PROBLEM STATEMENT: Scan the entries below and count the lines holding the string "snapshots". Supply only the number.

RAW DATA:

━━━━━━━━━━━━━━━━

PR #7636, opened 2025-09-23
fix: zip based deploys ignore pattern and subdir case

VaibhavAcharya:
#### Summary

Fixes #EX-835

### Problem Description

The zip deploy flow was failing for projects without git repositories when using the `--upload-source-zip` flag. The failure occurred during zip file creation with the error:

```bash
Error: Command failed: zip -r /tmp/.../workspace-snapshots/source-xxx.zip . -x node_modules/* ...
zip I/O error: No such file or directory
zip error: Could not create output file
```

### Root Cause

The issue was that the zip command was trying to create a file at a path like `/tmp/abc123/workspace-snapshots/source-xxx.zip`, but the `workspace-snapshots/` subdirectory didn't exist within the temporary directory.

The Netlify API provides filenames that include subdirectory paths, but the CLI wasn't creating the necessary directory structure before attempting to write the zip file.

━━━━━━━━━━━━━━━━

RESULT: 2